## YOUR GOAL
Type again, exactly, the lines below from the start through the line that includes "correct name with".

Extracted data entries
⁂

PR #1205, opened 2019-01-03
If the Rust name is not the expected C name we have to set it.

shaleh:
The function name exported to C is the Rust name with a capital F
prepended. If this is not the intended name then we have to set the
correct name with `c_name`. The value of `name` is _NOT_ used because
it could be an invalid C (and Rust) name like for instance `+`.

Also, this PR begins standardizing our naming. Rust versions of a DEFUN
which cannot use the orignal name are named `foo_lisp`.

### DIFF
--- a/rust_src/src/buffers.rs
+++ b/rust_src/src/buffers.rs
@@ -1038,7 +1038,11 @@ pub fn delete_overlay(overlay: LispOverlayRef) {
 
 /// Delete all overlays of BUFFER.
 /// BUFFER omitted or nil means delete all overlays of the current buffer.
-#[lisp_fn(min = "0", name = "delete-all-overlays")]
+#[lisp_fn(
+    min = "0",
+    name = "delete-all-overlays",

⁂

## ANSWER TO THIS PROBLEM
PR #1205, opened 2019-01-03
If the Rust name is not the expected C name we have to set it.

shaleh:
The function name exported to C is the Rust name with a capital F
prepended. If this is not the intended name then we have to set the
correct name with `c_name`. The value of `name` is _NOT_ used because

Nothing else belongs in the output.